Basic Extractor for color highlighted notes from scanned (or photographed) documents with OpenCV and Tesseract.
To setup do
pip install pytesseract
pip install cv2
also you need to have numpy installed the same way. If you clone the repository, keep the temp and the Output directory (or change the paths).
If you want to use another language than English, you should download the respective tesseract package and include the path to your tesseract installation in the file (Line 11). Also you have to change the lang config of tesseract in line 81 and 89.
To process your highlighted documents, scan these or take a photo (in Example Folder you see, which quality works best). The better your document picture, the better the output.
Choose one or more files in filedialogue.
The documents will be processed and your notes will be written to a txt-file. If you don't want an errorcorrection on your notes, comment out the errormanage function at the end.
After that, you can delete the content of the temp directory (or leave it).
How much the notes can be corrected afterwards depends on how well tesserect can read your input file.
Also the accuracy of your highlighting is essential for processing: Half marked lines/characters are difficult to process. Often the errorcorrection can help, but not always.
The input pictures should be in good quality for reading.
Errorcorrecting sometimes (but really rarely) will add words, that aren't really correct. That's because of the use of trigrams, to reconstruct the text and the process of choosing 80% appropriate text sequences. Sometimes this will choose as "best result" an trigram, that continues with a different word than your note.

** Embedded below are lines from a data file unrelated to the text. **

PR #26, opened 2019-02-16
added potential MonitorEvent Data Object

harageth:
# Resolves

    SALUS-129

# What

    add a sharable data object for MonitorEvents that can also be used in the Ambassador

# How

    I tried to grab what looks like the data that the Ambassador is already grabbing from etcd. 

## How to test

    <instructions for verifying the changes specific to this PR>

# Why

    This data seems similar to the ResourceEvent. Depending on the circumstance we might even be able to use the ResourceEvent. Or just a Resource Object. But the Ambassador code seems to be written to take a list of multiple different OperationTypes.

# TODO

    This is a WIP so I need consensus from someone else at least.

### DIFF
--- a/src/main/java/com/rackspace/salus/telemetry/messaging/MonitorEvent.java
+++ b/src/main/java/com/rackspace/salus/telemetry/messaging/MonitorEvent.java
@@ -1,6 +1,8 @@
 package com.rackspace.salus.telemetry.messaging;
 
 import java.util.Map;
+
+import com.rackspace.salus.telemetry.model.AgentConfig;
 import lombok.Data;
 
 @Data
@@ -9,14 +11,13 @@ public class MonitorEvent {
     String ambassadorId;
     String envoyId;
 
-    //checkData
-    Map<String, String> labels;
-
     //tenantOfEnvoy
     String tenantId;
 
     OperationType operationType;
 
     //Optional: for remote checks
-    String customerTenantTag;
+    String targetTenant;
+
+    AgentConfig config;
 }
--- a/src/main/java/com/rackspace/salus/telemetry/messaging/MonitorEvent.java
+++ b/src/main/java/com/rackspace/salus/telemetry/messaging/MonitorEvent.java
@@ -1,0 +1,16 @@
+package com.rackspace.salus.telemetry.messaging;
+
+import java.util.Map;
+import lombok.Data;
+
+@Data
+public class MonitorEvent {
+
+    public boolean presenceMonitoringEnabled;
+
+    String tenantId;
+
+    String resourceId;
+
+    public Map<OperationType, Map<String, String>> operationOrganizedLabels;
+}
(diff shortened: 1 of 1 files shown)


src/main/java/com/rackspace/salus/telemetry/messaging/MonitorEvent.java
```diff
@@ -0,0 +1,16 @@
+package com.rackspace.salus.telemetry.messaging;
+
+import java.util.Map;
+import lombok.Data;
+
+@Data
+public class MonitorEvent {
+
+    public boolean presenceMonitoringEnabled;
```
itzg: What is this for?

src/main/java/com/rackspace/salus/telemetry/messaging/MonitorEvent.java
```diff
@@ -0,0 +1,16 @@
...
+
+    String tenantId;
+
+    String resourceId;
```
itzg: Monitoring isn't applied to any one resource in Salus since it's all label driven. So, I can't think of why this would be needed.

src/main/java/com/rackspace/salus/telemetry/messaging/MonitorEvent.java
```diff
@@ -0,0 +1,16 @@
...
+
+    public Map<OperationType, Map<String, String>> operationOrganizedLabels;
```
itzg: The essence of a monitor is the actual agent (such as telegraf) configuration and the indicators of what instances should apply that config. This field should probably be an https://github.com/racker/salus-telemetry-model/blob/master/src/main/java/com/rackspace/salus/telemetry/model/AgentConfig.java#L27 with a companion `OperationType`

src/main/java/com/rackspace/salus/telemetry/messaging/MonitorEvent.java
```diff
@@ -0,0 +1,16 @@
+package com.rackspace.salus.telemetry.messaging;
+
+import java.util.Map;
+import lombok.Data;
+
+@Data
+public class MonitorEvent {
```
itzg: We'll need to check with @jjbuchan , but I was expecting some kind of Envoy identification in here to tell the consuming Ambassadors if this monitor applies to one of their managed Envoys.

itzg:
I just double checked @jjbuchan 's [diagram](https://raw.githubusercontent.com/racker/salus-telemetry-bundle/master/docs/check-creation-api.drawio.png) and step 6 outlines the same kinds of fields I suggested:

image

src/main/java/com/rackspace/salus/telemetry/messaging/MonitorEvent.java
```diff
@@ -0,0 +1,23 @@
...
+
+import java.util.Map;
+
+import com.rackspace.salus.telemetry.model.AgentConfig;
+import lombok.Data;
+
+@Data
+public class MonitorEvent {
+
+    String ambassadorId;
```
jjbuchan: I feel like these should have some annotations for things like `@NotBlank`/@`NotNull` etc.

If input is absolutely not readable (because of bad picture or bad highlighting etc.) it will raise an "list out of range"-error.
Please keep in mind: It's for notes, not for perfect documents (please be kind) ;-) Thank you!
Better method for errorcorrection (if not trigram -> don't give back 3 words)
No word duplicates anymore, that follow each other
More comfortable way to turn errorcorrection on/off (GUI?)
Error Warning if input is not readable
Support of PDFs
Maybe an exe-file
The example is from the paper: Zhuang, Fuzhen, et al. "A comprehensive survey on transfer learning." Proceedings of the IEEE 109.1 (2020): 43-76.